DESIGN RECOMMENDATIONS
Separate "Copy Rule" as a standalone visible option rather than nesting it in a dropdown.
Add a visual indicator to "Add Rule". Consider a "Push to Production" feature that lets users deploy rules directly from development, eliminating the copy step entirely.
"Didn't notice the Copy Rule function until I was prompted." — P5
"Navigating from development to production was confusing. I would like to push the rule directly from development." — P2
HIGH SEVERITY
4/7 participants couldn't figure out how to run the test

WHAT WE FOUND
There are two distinct "Run" buttons: one at the Rule level, one at the Ruleset level. The sequence matters, but nothing in the UI communicates this hierarchy.
The status "Ready to Run" appeared after running the Rule, but participants interpreted it as confirmation the test was already running, not as a prompt to run the Ruleset next.
DESIGN RECOMMENDATIONS
Replace "Ready to Run" with action-oriented language: "Run Ruleset to Apply Changes", making the next step explicit.
Add step indicators (Step 1: Run Rule → Step 2: Run Ruleset) to create visible progression.
"I'm not sure how to run the test." — P2
MEDIUM SEVERITY / EXTRA TIME ON TASK
Development and Production environments were indistinguishable

WHAT WE FOUND
The two environments looked nearly identical. Several participants set up rules in the wrong environment and had to repeat steps, losing time and confidence.
DESIGN RECOMMENDATIONS
Add distinct visual differentiation between environments: color-coded headers, persistent environment badges, or a persistent banner that makes the current environment immediately obvious at all times.

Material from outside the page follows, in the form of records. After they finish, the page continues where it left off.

PR #1034, opened 2016-04-26
Include commit message checks from hacking

sigmavirus24:
Hacking 0.9 was the last version that included commit title checks.
After that, they were removed from hacking and so we need to vendor
these into our own project.

### DIFF
--- a/hacking/rpco_checks.py
+++ b/hacking/rpco_checks.py
@@ -1,0 +1,111 @@
+#  Licensed under the Apache License, Version 2.0 (the "License"); you may
+#  not use this file except in compliance with the License. You may obtain
+#  a copy of the License at
+#
+#       http://www.apache.org/licenses/LICENSE-2.0
+#
+#  Unless required by applicable law or agreed to in writing, software
+#  distributed under the License is distributed on an "AS IS" BASIS, WITHOUT
+#  WARRANTIES OR CONDITIONS OF ANY KIND, either express or implied. See the
+#  License for the specific language governing permissions and limitations
+#  under the License.
+"""Contain all custom extensions to hacking and flake8 for RPCO."""
+
+import os
+import re
+import subprocess
+
+from hacking import core
+
+
+class GitCheck(core.GlobalCheck):
+    """Base-class for Git related checks."""
+
+    def _get_commit_title(self):
+        # Check if we're inside a git checkout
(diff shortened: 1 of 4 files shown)


hacking/rpco_checks.py
```diff
@@ -0,0 +1,117 @@
...
+    a 72 character limit
+
+    H802 Title limited to 72 chars
+    """
+    name = "GitCheckCommitTitleLength"
+
+    def run_once(self):
+        title = self._get_commit_title()
+
+        if title and len(title) > 72:
```
git-harry: Why have this at 72 if the limit is 50?

git-harry:
This could do with an issue being created.

sigmavirus24:
recheck

git-harry:
recheck_all

tox.ini
```diff
@@ -23,5 +24,5 @@ commands =
 #     F403 'from ansible.module_utils.basic import *' used; unable to detect undefined names
 #     H303  No wildcard (*) import.
 # Excluding our upstream submodule, and our vendored f5 configuration script.
-ignore=F403,H303
+ignore=F403,H303,R
```
git-harry: What does R refer to?

sigmavirus24: `R` is the prefix for our checks. This is bit of a hack to avoid printing out those messages more than once per run. By default we ignore the checks we add for the case where we find all python files and run the default checks against them. Then we run flake8 a second time in serial just adding the `R` checks so that those messages are printed once and only once. It's a hack but it works well.

git-harry: Ah, okay that makes sense. I think it would be worth adding something along those lines to the comment above it, ',R' looks more like a typo.

I've tested the patch and it all seems good so other than the above I think it's good to go.

Also, currently gating is broken by https://github.com/rcbops/rpc-openstack/issues/1037 so the checks will fail.

sigmavirus24: Done

git-harry:
👍

prometheanfire:
reckeck_all

prometheanfire:
recheck_all

git-harry:
recheck_all

sigmavirus24:
Everything is passing and we have 1 👍 ... anyone for a second 👍 ?

Issue #1025, opened 2016-04-22
Memcached monitoring should be using curr_connections instead of total_connections


JCallicoat:
Memcached monitoring should be using curr_connections, which is the current active connection count, instead of total_connections, which is the lifetime total connections, and should alert when curr_connection is close to the configured max in memcached_connections.

##### What version (commit) do you encounter this issue on?

r11.1.5 (and all others)

##### What type of issue is this (bug, feature, documentation, regression)?

Feature (and bug?) / Bug (and feature?)

##### What is the expected behavior?

MaaS memcached plugin checks the currently active memcached connections.

##### What is actually happening?

MaaS memcached plugin checks the total lifetime memcached connections.

##### How can we reproduce this issue?

Run the plugin and look at the metric

##### How can we verify your issue is addressed?

Run the plugin and look at the metric

##### If this is a large issue, what can be done immediately to alleviate the issue while working on a longer-term solution?

N/A

##### What is your evaluation on the importance of this issue, and why?

Medium. Customers are impacted when the memcached connection limit is hit. Alerts are generated because memcached cannot open a new connection to provide stats to the plugin.

##### What branches / milestones do you believe this issue should target?

All supported

###### Remove branches (lines) you do not wish to target.
- [x] Master
- [x] liberty-12.2
- [x] liberty-12.1
- [x] kilo

Reference issue #1023

prometheanfire:
#1023 as a refrence

prometheanfire:
so, changing the metric is easy, do we need to create a new alarm as well?

BjoernT:
Are we going to backport this ?

prometheanfire:
yes, need master to merge first though

prometheanfire:
merged, closing :D

PR #1038, opened 2016-05-02
Change memcached monitoring to monitor curr_conns

prometheanfire:
Memcached previously monitored total connections, this is does not
tell us useful information, so I changed it to monitor current
connections and also alarm (WARNING) against reaching 90% of the
maximum active connection limit.

Related: #1025

### DIFF
--- a/rpcd/playbooks/roles/rpc_maas/templates/memcached_status.yaml.j2
+++ b/rpcd/playbooks/roles/rpc_maas/templates/memcached_status.yaml.j2
@@ -15,3 +15,11 @@ alarms      :
             if (metric["memcache_api_local_status"] != 1) {
                 return new AlarmStatus(CRITICAL, "memcache unavailable");
             }
+    memcache_curr_connections :
+        label                   : memcache_curr_connections--{{ ansible_hostname }}
+        notification_plan_id    : "{{ maas_notification_plan }}"
+        criteria                : |
+            :set consecutiveCount={{ maas_alarm_local_consecutive_count }}
+            if (metric["memcache_curr_connections"] > {{ ((memcached_connections*0.9)|round|int) }}) {
+                return new AlarmStatus(WARNING, "memcached connection count is >= 90% of max");
+            }
--- a/maas/plugins/README.md
+++ b/maas/plugins/README.md
@@ -275,7 +275,7 @@ IP address of memcached server
     metric memcache_total_items uint64 563324 items
     metric memcache_get_hits uint64 4543534 hits
     metric memcache_get_misses uint64 2346565 misses
-    metric memcache_total_connections uint64 42565 connections
+    metric memcache_curr_connections uint64 42565 connections
 
 ***
 #### horizon_check.py
--- a/maas/plugins/memcached_status.py
+++ b/maas/plugins/memcached_status.py
@@ -31,7 +31,7 @@ VERSIONS = ['1.4.14 (Ubuntu)', '1.4.15']
 MEMCACHE_METRICS = {'total_items': 'items',
                     'get_hits': 'cache_hits',
                     'get_misses': 'cache_misses',
-                    'total_connections': 'connections'}
+                    'curr_connections': 'connections'}
 
 
 def item_stats(host, port):
--- a/maas/testing/tests/integration/maas_local
+++ b/maas/testing/tests/integration/maas_local
@@ -876,6 +876,15 @@
                         "disabled": false,
                         "metadata": null,
                         "scheduled_suppressions": []
+                    },
+                    "memcache_curr_connections--CONTROLLER_memcached_container_UID": {
+                        "active_suppressions": [],
+                        "confd_hash": null,
+                        "confd_name": null,
+                        "criteria": ":set consecutiveCount=3 if (metric[\"memcache_curr_connections\"] > 922) { return new AlarmStatus(WARNING, \"memcached connection count is >= 90% of max\"); }",
+                        "disabled": false,
+                        "metadata": null,
+                        "scheduled_suppressions": []
                     }
                 },
                 "confd_hash": null,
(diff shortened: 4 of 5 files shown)


prometheanfire:
check_maas

claco:
When we move from `memcache_total_connections` to `memcache_curr_connections`, I assume the conf.d style of changes to the maas agent will delete the old alarm? IF not, we should doc that human steps need to be taken.

Also, why `memcache_curr_connections` and not `memcache_current_connections`?

prometheanfire:
My maas knowlege is limited, so no clue if it'll remove automatically now.

Also, if people care about the name so much they should update the issue, which is the spec for this work :P

prometheanfire:
recheck_all
recheck_maas

prometheanfire:
recheck_all
recheck_maas

prometheanfire:
recheck_all
recheck_maas

prometheanfire:
recheck_maas

prometheanfire:
@git-harry @hughsaunders 
maas testing broken?

`22:03:10 + raxmon-entities-list --debug
22:03:10 No username/API key or auth token/API URL provided!
22:03:10 You need to either put credentials in ~/.raxrc or pass them to the command using --username/--api-key or --auth-token/--api-url options`

git-harry:
@prometheanfire that line can be ignored, it was added for debugging gating.

It looks like there is a genuine failure here, the patch does not appear to work

21:59:08 fatal: [jrpcaioiad-751_memcached_container-0c4e6290 -> jrpcaioiad-751] => {'msg': "AnsibleUndefinedVariable: One or more undefined variables: 'memcached_connections' is undefined", 'failed': True}
21:59:08 fatal: [jrpcaioiad-751_memcached_container-0c4e6290 -> jrpcaioiad-751] => {'msg': 'One or more items failed.', 'failed': True, 'changed': False, 'results': [{'skipped': True, 'changed': False}, {'skipped': True, 'changed': False}, {'msg': "AnsibleUndefinedVariable: One or more undefined variables: 'memcached_connections' is undefined", 'failed': True}]}

prometheanfire:
do I need to move this somewhere then?

openstack-ansible/playbooks/roles/memcached_server/defaults/main.yml:memcached_connections: 1024

prometheanfire:
recheck_maas

prometheanfire:
recheck_maas

prometheanfire:
forgot to make the maas alarm a separate alarm, included it in the other alarm, fixed now (two alarms)

sigmavirus24:
> forgot to make the maas alarm a separate alarm, included it in the other alarm, fixed now (two alarms)

It looks like you didn't push this though

prometheanfire:
no, I pushed that through

rpcd/playbooks/roles/rpc_maas/templates/memcached_status.yaml.j2
```diff
@@ -15,3 +15,11 @@ alarms      :
             if (metric["memcache_api_local_status"] != 1) {
                 return new AlarmStatus(CRITICAL, "memcache unavailable");
             }
+    memcache_curr_connections :
```
sigmavirus24: Shouldn't this be a separate conf.d template?

prometheanfire: I don't think so, you can have multiple alarms off of one check (I thought)

prometheanfire:
fixed it, was doing the math outside of ansible, which maas doesn't support

prometheanfire:
recheck_maas

prometheanfire:
recheck_maas

not the best at intrepreting this output, but I think it was in warning state?

`failed: [jrpcaioiad-206] => {"attempts": 10, "changed": false, "failed": true, "failed_when_result": true, "rc": 1, "stdout_lines": ["--- 2016-05-11 00:46:12.765940 ---", "Checks and Alarms with failures:", " - Entity:enS8k2IeKz:jrpcaioiad-206", "   - Check:agent.plugin:chTY6qsOqS:memcached_status--jrpcaioiad-206_memcached_container-a27087cc: Completed:True Status:okay", "     ! Alarm:al83y9xOx8:memcache_curr_connections--jrpcaioiad-206_memcached_container-a27087cc:WARNING"]}`

prometheanfire:
same thing http://jenkins.propter.net/job/RPC-AIO/5600/console

git-harry:
I believe it's telling you that the alarm has fired. The expectation is that the deployment should finish with all alarms in the okay state. If default values are not appropriate for an AIO they should be adjusted when building an AIO.

prometheanfire:
What's odd is that it was OK when I was testing on on an AIO...

prometheanfire:
Also, given the nature of the alarm and that it's for memcache, which I don't think we change anywhere, I don't think this is AIO related.  I wonder if it is just in a warning state at first.

prometheanfire:
recheck_maas

prometheanfire:
well, increased the limit and still getting the warning

rpcd/playbooks/roles/rpc_maas/templates/memcached_status.yaml.j2
sigmavirus24: I misread 

> forgot to make the maas alarm a separate alarm, included it in the other alarm, fixed now (two alarms)

This is fine

prometheanfire:
recheck_maas

prometheanfire:
my problem was an order of operations thing in jinja, and casting

    if (metric["memcache_curr_connections"] > 0) {

1024*0.9|int is 0, because int just truncates and 0.9|int is 0
(1024*0.9) to generate 921.6, then round it correctly to 922.0, then convert to int (922)

d34dh0r53:
:+1:

tomc603:
I feel like the next bug filed should be for a configurable threshold. Either way 👍

prometheanfire:
the threshold is configurable, but for testing it's static

Issue #536, opened 2015-10-31
disable innobackupex --version-check


ihavegerms:
When rebuilding a failed galera container, the joiner attempts to pull updates from the donor but the donor fails due to what appears to be a permission issue with the percona-version-check in /tmp. After modifying the permissions to mysql:mysql, the transfer succeeds and the container can then join the cluster.

A few others have ran in to this same issue as well. Is it necessary that we keep this enabled? 

- [x] kilo

JCallicoat:
Does this need more information? It is still an issue when version checking is enabled for Galera.

SATroll:
This is still an issue.

claco:
Should we be disabling version check, or should we be changing the location instead? (--tmpdir)

BjoernT:
I think this is still a valid issue. If the removal of the version check fixes this issue, it debatable. I seem to recall a percona fix around that. I guess we are open to all ways of fixing this issue

prometheanfire:
Are you getting this issue when running a play or running something manually?  Do you hit this when simply rebuilding the container instead of trying to rejoin an existing contianer?

BjoernT:
Usually we get this issue after deploying the cluster, at least I did not encounter it during play run. Suddenly replication dies with this error after running galera for few days/weeks

prometheanfire:
So why is this check running in the first place?

JCallicoat:
It is enabled by default as of xtrabackup 2.1.6.

https://www.percona.com/doc/percona-xtrabackup/2.1/release-notes/2.1/2.1.6.html

I believe we'd need to add the following to one of the mysql config files if we want to disable it.

```
[xtrabackup]
no-version-check=true
```

prometheanfire:
if we set this value it'll likely need to go into this file

playbooks/roles/galera_server/templates/cluster.cnf.j2

we may not need to set it based on what @BjoernT for newer versions of galera (they fix this possibly)  so maybe kilo only?

prometheanfire:
I think before we submit this bug upstream (because that's where the fix would go) we need to understand why this is happening.  I'm hesitant to disable something when we don't know the root cause.

JCallicoat:
Upstream closed as Won't Fix at https://bugs.launchpad.net/openstack-ansible/+bug/1511910 since it's a known upstream bug with the package versions we use.

I think we were looking for an RPC-specific band aid.

For reference, here's an older bug mentioning the same issue and work arounds:

[...]

PR #1039, opened 2016-05-02
Disable xtrabackup version check

prometheanfire:
Galera upstream has known bug in mariadb 5.5 where the permissiions
on the version check file in /tmp will be reset, causing errors.
Disable the check for kilo, where the error exists.  This is fixed
in liberty where we use maria 10.

Closes: #536

### DIFF
--- a/rpcd/etc/openstack_deploy/user_variables.yml
+++ b/rpcd/etc/openstack_deploy/user_variables.yml
@@ -55,6 +55,9 @@ keystone_token_driver: "keystone.token.persistence.backends.sql.Token"
 
 # Galera overrides
 galera_cluster_name: rpc_galera_cluster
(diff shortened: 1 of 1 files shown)


prometheanfire:
recheck_ceph
recheck_swift

tomc603:
recheck_ceph

prometheanfire:
recheck_ceph
recheck_swift

git-harry:
recheck_ceph
recheck_swift

git-harry:
recheck_ceph

tomc603:
Disabling version check until we get a newer, better Galera package in a newer, better RPC-O relying on a newer OSA version. 👍

d34dh0r53:
👍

"I'm unclear about whether the test should be in Development or Production." — P1
"Maybe just tell me the environment I'm in?" — P2
09 IMPACT
What changed because of this work
This was the first formal usability study ever conducted on Optimizely's Feature Experimentation onboarding flow. The findings directly helped shape Q2–Q3 2025 product roadmap and future design decisions.
First
Usability study to surface onboarding experience pain points
10,000+
Future experiments impacted by the recommended UI improvements
Q2/Q3
2025 design decisions directly informed by these findings
10+
Stakeholders at the final readout: PMs, designers, and engineers
"I'm impressed by how your team navigated this in just a few weeks without an A/B testing background, the insights about the product are accurate and on-point."
OPTIMIZELY PRODUCT TEAM, POST PRESENTATION
10 REFLECTION
What I'd do differently,
and what I'd carry forward
Navigating a complex product with no A/B testing background was challenging. The heavy jargon left us lost at first, but through collaborative problem-solving, taking the initiative asking questions, mapping workflows, and rebuilding our understanding step by step, we gradually built clarity and overcame the confusion. Looking back, there are three takeaways I'd carry forward:
⚡
Become the user before designing: Remove everything I thought I know and rebuild!
Walking through the product ourselves first wasn't just preparation. It changed how we framed every task and probe. I'll make this a non-negotiable step in every evaluative study.
📊
Handle outliers intentionally, not by default
🎯
Know the presenting style before I start
Knowing the stakeholder’s timeline and preferred format in advance made the process more efficient. I shared findings in small sections as the PM needed them.